In the wake of the Great Fire of London of 1666 the nation awoke to the need for organised protection from fire, an undertaking abandoned in any formal manner since the Romans departed these shores, circa 400AD. Whilst the need was recognised, Government was slow to act. I have discovered references to the Parish Pumpers Act of 1707, although no mention of it appears in any of the three publications I possess which proclaim to record the history of British fire service law.
When Bonhams, the London based auctioneer, sold a Newsham engine in 2003, the lot was accompanied by a description that referred to the Act, including a citation that stated - every parish was to have and keep in good repair a large engine – and that the churchwardens were to be encumbered with responsibility, one for which they could be fined if found wanting.
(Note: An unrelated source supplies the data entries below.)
PR #2075, opened 2026-03-05
Use request subject also for its cancellation (if no other is set)

matthiaso:
410378

PR #2109, opened 2026-03-23
Use request subject also for its cancellation (if no other is set)

matthiaso:
410378


matthiaso:
Cherry-pick of https://github.com/eclipse-scout/scout.rt/pull/2075

PR #2115, opened 2026-03-25
Remove IRemoteFileService.getRemoteFiles directory listing operation

matthiaso:
Non-serializable parameter was used already a while making it unusable with this parameter set anyway.

453953


org.eclipse.scout.rt.server/src/main/java/org/eclipse/scout/rt/server/services/common/file/RemoteFileService.java
```diff
@@ -186,11 +185,6 @@ private String[][] getFiles(String folderBase, FilenameFilter filter) {
     return retVal;
   }
 
-  @Override
-  public RemoteFile[] getRemoteFiles(String folderPath, FilenameFilter filter, RemoteFile[] existingFileInfoOnClient) {
-    return getRemoteFiles(folderPath, filter, existingFileInfoOnClient, StandardCharsets.UTF_8.name());
-  }
-
   public RemoteFile[] getRemoteFiles(String folderPath, FilenameFilter filter, RemoteFile[] existingFileInfoOnClient, String charsetName) {
```
avandorp: Why don't we remove the other two getRemoteFiles methods? They are not in the interface, but also not used otherwise.

matthiaso: Thanks for the input, I just removed three additional methods (two mentioned above and one private now unused).

rogersteblerbsi (approved):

Despite repeated attempts and avenues explored to access a full transcription of the Act, I have been unsuccessful – even the London Metropolitan Archive produced no result. However, a reference to it was found on the Triskel Arts Centre website in a page dedicated to the Christchurch Parish Pump of Cork, stating - Under Queen Anne in 1707, the English Parliament passed a law requiring all parishes in London to have and maintain a large engine and a hand engine, along with a leather pipe to convey the water into the engine without the need for a bucket. However, this law only extended to London and not any other cities under British rule. Bonhams expanded their description with the claim that - The increase in production of manual fire engines in the 18th Century was mainly due to the introduction of the Parish Pumpers act of 1707. When the City of London was formed into a single civil parish by Act of 1907 (abolished 1965) it enforced the merger of over 100-parishes - a substantial market for fire engine manufacturers to embrace, as suggested by Bonhams.
Journalist, trader, and spy, Daniel Defoe (Fig.1) wrote of firefighting in London (1724) - Fires are extinguished by the great number of admirable Engines, of which every Parish has one … so that no sooner does a fire break out but the house is surrounded with Engines, and a flood of water poured upon it, ’till the fire is, as it were, not extinguished only, but drowned – suggesting that parish firefighting wasn’t an isolated undertaking and that cross-boundary support could be relied upon from neighbouring parishes.
From the above it can be estimated that the legislative application of the Act was most likely restricted to the City. However, it may have had an effect, albeit unenforceable, beyond the old Roman city boundary. Every reference I have found to Isle of Wight town engines of the pre-1800 era, refer to their stowage in places of worship under the care of those associated with the church, that being churchwardens, or in Newport’s case, the engine kept at St Thomas’s was in the care of the overseers of the poor.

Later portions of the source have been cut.